Before Watchmen: Minutemen #1

Creators | How did Darwyn Cooke get involved with the Before Watchmen comics? “I was kind of dragged into it kicking and screaming by [DC Comics Co-Publisher] Dan DiDio. He had been discussing this for what does amount to several years now, and the first time he had approached me about it, I had actually turned it down simply because I couldn’t see doing anything that would live up to the original. And, it was about a year later, the story idea that I’m working on now sort of came to me and I realized that there was a way to do the project, and I had a story that I thought was exciting enough to tell. So I phoned Dan up and said, ‘Hey, if you still got room, I’m in.’” [Rolling Stone]

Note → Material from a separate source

PR #6310, opened 2017-02-03
Cleanup : 'for each' loops for arrays and removed unnecessary toLowerCase()

doom369:
Motivation:

1. Make code easier to read with `for each` loops instead of `for (int i )`.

Creators | Ron Marz discusses Prophecy, his upcoming comic that turns the whole Mayan calendar thing into a crossover event that will bring together an eclectic group of characters, and defends the idea of crossovers in general: “If your objection is “they’re not in the same universe,” or a crossover somehow offends your sense of continuity, I’d suggest you’re missing the point. More than any other medium, comics are about unfettered imagination, about making the impossible possible. If you’re going to let some perceived “rules” prevent you from telling an exciting story, you’re just not trying very hard. Having a sense of wonder, of discovery, is much more important than following some set of perceived rules and regulations.” [MTV Geek]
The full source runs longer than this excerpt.